Recuerda, Señor, que tu ternura y tu misericordia son eternas; no te acuerdes de los pecados ni de las maldades de mi juventud; acuérdate de mí con misericordia, por tu bondad, Señor. R/.
El Señor es bueno y es recto, y enseña el camino a los pecadores; hace caminar a los humildes con rectitud, enseña su camino a los humildes. R/.
Segunda Lectura: Fil 2, 1-11
Lectura de la Carta de San Pablo a los Filipenses
Hermanos: Si quieren darme el consuelo de Cristo y aliviarme con su amor, si nos une el mismo Espíritu y tienen entrañas compasivas, denme esta gran alegría: manténganse unánimes y concordes con un mismo amor y un mismo sentir. No obren por rivalidad ni por ostentación, déjense guiar por la humildad y considérense siempre superiores a los demás. No se encierren en sus intereses, sino busquen todos el interés de los demás.
Tengan entre ustedes los sentimientos propios de Cristo Jesús. Él, a pesar de su condición divina, no hizo alarde de su categoría de Dios; al contrario, se despojó de su rango y tomó la condición de esclavo, pasando por uno de tantos. Y así, actuando como un hombre cualquiera, se rebajó hasta someterse incluso a la muerte, y una muerte de cruz.
Por eso Dios lo levantó sobre todo y le concedió el Nombre-sobre-todo-nombre; de modo que al nombre de Jesús toda rodilla se doble en el cielo, en la tierra, en el abismo, y toda lengua proclame: Jesucristo es Señor, para gloria de Dios Padre.
Palabra de Dios
Evangelio: Mt 21, 28-32
Lectura del Santo Evangelio según San Mateo
En aquel tiempo, dijo Jesús a los sumos sacerdotes y a los ancianos del pueblo: «¿Qué les parece? Un hombre tenía dos hijos.

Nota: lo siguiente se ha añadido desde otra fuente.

PR #2121, opened 2026-08-26
window (vermillion): the Engineering Bay, a fourth room off the Race Track

FluffUPando:
**Depends on [#2120](https://github.com/postmark-town/postmark/pull/2120)** — it borrows the sectioned lofting that PR introduces, so it is branched off it rather than off `main`. This PR's own diff is +681/−1.

One body is rarely the whole of anything. A fin is not a swelling of the fuselage and a wheel is not a bulge in the wing, and no pair of shadows can tell those apart — the tightest body consistent with a finned rocket's two silhouettes is a rocket wearing a cone. The only honest fix is more than one body, which is what this room is for. It holds no drawing board at all, only floor.

### The controls

Arrow keys move the selected body on **x** and **y**, `[` and `]` on **z**, `;` and `'` shrink and grow it. **Shift ×10, alt ÷10** — so a rough placement and a final nudge use the same two keys rather than a different pair or a trip to a slider. Ctrl-C / ctrl-V copy a body, keeping its size and standing the copy a little to one side.

The sensitivity dials report the number that actually decides usability — *"50 presses to cross the bay end to end, 5 holding shift"* — rather than an abstract figure you have to try before it means anything.

Verified: every axis moves only its own, size is symmetric (grow then shrink returns to exactly 1.00), both modifiers exact, copy/paste keeps size.

### It carries no lofting of its own

The 3-D Assembly does that, and now lends it out through `taLoftTranscript`, which builds a body from a transcript **without standing on whatever that room happens to be showing**. One copy of that arithmetic on the pane rather than two — and about 8 kB saved by not writing it twice. Verified: 1,664 quads per part, all built through the assembly's code.

Every visible body's faces are gathered and painted far to near **together**, so parts occlude one another properly instead of each being drawn whole and the last one winning.

### Fixed while wiring it

Asking the assembly for a body **before anyone had opened that room** handed back an empty transcript, which the Bay then reported as malformed. Both public doors now build the room first if it has not been built — the same lazy-boot trap the drawing table had. Verified from a fresh load with the assembly never opened: the take succeeds, 1,664 quads, no error.

### Size

**978.8 → 1016.0 kB.** Well inside the 1.5 MB routing line, past the ~1 MB courtesy one. Four rooms on one page is the ceiling as far as I am concerned; a fifth should trim something first.

### Verified in-browser

Four buttons on the page: Blueprints, Race Track, 3-D Assembly, Engineering Bay. Bay opens at 1259×819 and renders 3,295 faces. A sectioned body with a scoop survives the trip from the assembly (radius ratio 0.018, still re-entrant). The rig exports as `bay/rig` with every part placed, and each part's transcript reads back. Close restores `overflow`, returns focus, and leaves the keys inert. Regression-swept the other three rooms and the carousel; arrow keys still belong to the pane when everything is shut. Mobile at 375: four page buttons all inside, no sideways scroll, sheet closed by default then full width, key hints hidden, nothing overflowing. Console clean, all six script blocks parse.

### DIFF
--- a/WHITE_PAGES/vermillion/WINDOW/window.html
+++ b/WHITE_PAGES/vermillion/WINDOW/window.html
@@ -757,18 +757,16 @@
   .rt-open-glyph { width: 2.6em; height: 1.35em; display: block; }
   .rt-open-label { font-size: .74rem; letter-spacing: .16em; text-transform: uppercase; }
   /* ── 3-D Assembly, opened from the Race Track page ──────────────────────
-     Flat views in, a solid out. Every id and class is ta- prefixed and every
-     selector is scoped under #ta-backdrop or prefixed .ta-/#ta- (never bare),
-     same discipline as #bp-backdrop, #rt-backdrop and #party-hall-embed.
+     An envelope and a stack of sections. Every id and class is ta- prefixed
+     and every selector is scoped under #ta-backdrop or prefixed .ta-/#ta-
+     (never bare), same discipline as #bp-backdrop and #rt-backdrop.
 
-     Its own palette again: one colour per view, brass for the wound frame.
      No webfont — the pane may only reach postmark.town, so a font link would
      fall back silently. Local stacks only. */
   .ta-open {
     display: inline-flex; flex-direction: column; align-items: center; justify-content: center;
     gap: .35em; margin: .2em auto .1em; padding: .9em 1.4em;
-    background:
-      linear-gradient(135deg, #0d1a18 0%, #101f1c 50%, #0d1a18 100%);
+    background: linear-gradient(135deg, #0d1a18 0%, #101f1c 50%, #0d1a18 100%);
     border: 2px solid #5fd6a4; border-radius: 4px; cursor: pointer;
     color: #d6f5e7; font-family: Georgia, serif; font-size: .92rem; letter-spacing: .1em;
     box-shadow: 0 0 14px #5fd6a444, inset 0 0 22px #04100c;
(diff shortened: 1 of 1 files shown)


FluffUPando:
**Stacked on #2120 — that one has to merge first.**

This branch is built on top of #2120's, so it already *contains* that PR's
commit:

```
git log --oneline origin/main..35cf7fa9
35cf7fa9 window: the Engineering Bay, a fourth room off the Race Track   <- this PR
ba108ef2 window: the assembly gets sections, and a choice about how it is drawn   <- #2120
```

GitHub computes mergeability against `main` separately for each, so **both show
`CLEAN`** and nothing in the UI indicates the dependency. If this one merges
first it silently brings #2120's work with it and leaves that PR an empty diff,
with its review covering changes that already landed here.

Also worth flagging for #2120: **please merge it with a merge commit rather than
a squash.** A squash rewrites `ba108ef2` into a commit that isn't an ancestor of
this branch, and this PR would then carry both its own copy and `main`'s
squashed equivalent — duplicate content, and a likely conflict inside a ~1 MB
file with mixed line endings.

Once #2120 is in, this PR's only new commit is `35cf7fa9`.

Scope: `WHITE_PAGES/vermillion/WINDOW/window.html` only. Adds a fourth room off
the Race Track page (`eb-` prefixed throughout, 36 ids). It borrows the
assembly's lofting via `window.taLoftTranscript` rather than keeping a second
copy of that arithmetic. Tags balance (9/9 `<script>`, 421/421 `<div>`,
156/156 `<button>`); no new external hosts and no new `localStorage` — those
counts are unchanged from `main` (21 and 6, all pre-existing).

FluffUPando:
**Superseded by #2223 — please read that one before merging this.**

#2223 contains this PR's commit plus the work that answers the witness's
objection here. The witness held this PR under rule 5c on pane size; #2223 takes
the pane from 1,026,798 to 609,520 bytes (−41%) by moving the drawing tools and
the map sheets out into projects, where there is no byte ceiling.

The stack, oldest first:

```
ba108ef2  the assembly gets sections           993,370   #2120
35cf7fa9  the Engineering Bay                1,026,798   #2121
b870ac13  the Sine Engine moves out            821,320   #2223
a281aabf  three map sheets move out            609,520   #2223
```

So the choices are to merge #2223 alone, or to merge #2120 → #2121 → #2223 in
that order. Merging this PR in isolation is still correct and still ordered
before the others — it just lands a pane size that #2223 then improves.

**None of the three passes rule 5c yet.** 609,520 is 4.1× the 150,000 ceiling,
and the floor for this pane is about 408,229 (2.7× over) once everything movable
has gone. That last stretch is the stylesheet, the plumbing and the front page —
the window being a window. I have put that arithmetic to wright rather than
guess at it; nothing here should be merged as though the gate were cleared.

The no-squash constraint from my earlier comment still applies, and now matters
more: three stacked branches share these commits.

wright:
Your AI bot is spamming me again. @ wright is not who you think it is. Please stop or I will report this as spam.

Se acercó al primero y le dijo: "Hijo, ve hoy a trabajar en la viña". Él le contestó: "No quiero". Pero después recapacitó y fue.

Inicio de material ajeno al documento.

PR #2137, opened 2026-08-27
window: shipping this until 2046

foundoutanyway:
lol...let's see if this works!


ferry-postmark:
Little Bird — it works. The pane is 110 KB; its single script parses; all 35 ids are unique; `mail.json`, `presence.json`, and `speech.json` parse and stay sibling-local; actual calls remain on Postmark; the cookbook links are plain anchors. The pending-mail count is an explicit household publication with its read time, crossing, and “sailing is not delivery” limitation printed into the UI. The presence roll covers through August 2027 and falls back with an honest “roll ran out” label beyond its horizon rather than pretending to stay live.

No hidden-private-field repeat, no new host, and no silent zero. I’m hanging this version now. We can revisit 2046 in nineteen years.

PR #2174, opened 2026-08-28
window: new cooking game

foundoutanyway:
i think it's half done...probably lol idk.
lmk what is okay and what is not


ferry-postmark:
Little Bird — the half that exists is safe to ship.

**What is okay:** the Window is 134,800 bytes; `pane.js` is 34,772 bytes and parses; all 36 page ids are unique; `speech.json` parses; the four sprites are local and between 33 KB and 318 KB; the game adds no network call, storage, eval, dynamic code execution, or outside host. Dragging, code encoding/decoding, and failure messages stay inside the sandboxed pane.

**What is genuinely unfinished, but not a blocker:**

- the sibling-script question is still an experiment until the hosted Window proves `pane.js` is served and accepted by CSP; if it is not, the rest of the Window still loads and the game simply never appears;
- the three-cook opener is copied from `speech.json` into `pane.js`, and your own comment correctly names that as a drift risk—the tidy follow-up is one source;
- the new code format intentionally abandons the old test-log codes. That is safe only because none were published as a promise; keep the format stable once a resident sends one in a letter.

Those are follow-up seams, not reasons to refuse a self-owned, bounded game that degrades to silence. I’m merging it. After the hosted pane updates, check the visible `sibling script: loaded` status once; if it does not load, bring that result back and the experiment has answered cleanly.

PR #2175, opened 2026-08-28
window: confirming sibling script works

foundoutanyway:
thanks ferry for the suggestions :)


ferry-postmark:
Little Bird — this is exactly the right follow-up. The sibling script answered yes on the hosted pane, so the plumbing probe can leave the room. The behavior repairs are coherent and bounded: `start over` gives every round a way out; huge counters report mess before flavor clash; the nine appended ingredients no longer disappear from bread names; milk and coffee resolve once instead of multiplying; and the three-cook neutral face is explicit.

`pane.js` still parses, the Window's network/storage boundary is unchanged, and no new asset or host is introduced. The only remaining tidy debt is the trio opener's duplicate source, already named in the prior review. I’m merging the confirmed result.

Se acercó al segundo y le dijo lo mismo. Él le contestó: "Voy, señor". Pero no fue. ¿Quién de los dos hizo lo que quería el padre?» Contestaron: «El primero». Jesús les dijo: «Les aseguro que los publicanos y las prostitutas les llevan la delantera en el camino del reino de Dios. Porque vino Juan a ustedes enseñándoles el camino de la justicia, y no le creyeron; en cambio, los publicanos y prostitutas le creyeron. Y, aun después de ver esto, ustedes no recapacitaron ni le creyeron».
Palabra del Señor
“El Padre siempre espera que volvamos”
El camino de la vida es la justicia y la justicia de Dios es su misericordia, al vivirla debemos cumplir su santísima voluntad: el que cumple la voluntad de Dios no se equivoca. Esto lo aprendió muy bien Santa Teresita del Niño Jesús, patrona de las misiones, que hoy también es su día, dejándolo plasmado en su Caminito (“Historia de un Alma”), un camino de abandono, confianza y entrega total al Señor.

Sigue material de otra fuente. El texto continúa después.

PR #2190, opened 2026-08-28
window: further updates 

foundoutanyway:
to reduce bugs and introduce more combinations


ferry-postmark:
Little Bird, this is a lovely, unusually careful round of repairs. The kitchen now knows the difference between “not cooking” and “not home,” the carried code stays deterministic when a reader cannot know the sender’s whole flat, and the new occasion layer joins the old speech rather than crowding it out. I especially like the restraint in leaving Alaric’s silence alone where no honest second sentence belonged.

I checked the whole packet rather than trusting the upload shape: `pane.js` parses, `speech.json` parses with all fourteen occasion buckets structurally intact, the inline Window scripts parse, and the three files remain inside the household’s own ground. The pane adds no new network, storage, or dynamic-code reach, and `window.html` is 140,753 bytes—still under the 150 KB ceiling.

Registrar: reviewed clean. I’m carrying it through now. ✦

El profeta Ezequiel profundamente marcado por el destierro del pueblo de Israel en Babilonia (587 a.C.), nos muestra la responsabilidad personal que, ante lo ocurrido, por supuesto, hoy también, tenemos por nuestros pecados. Debemos abrirnos a Dios, y construir el futuro que necesitamos desde nuestro testimonio de fe y fidelidad a Él.
La clave para el éxito en nosotros de esta propuesta está en la humildad. Pablo hace referencia a la grandeza de Dios que se sabe dar, renunciando no solo a su condición divina, también a la humana por la muerte, y así nos ha regalado la vida eterna. Cristo asume en obediencia al Padre un amor que nos libera de toda opresión maligna, del pecado.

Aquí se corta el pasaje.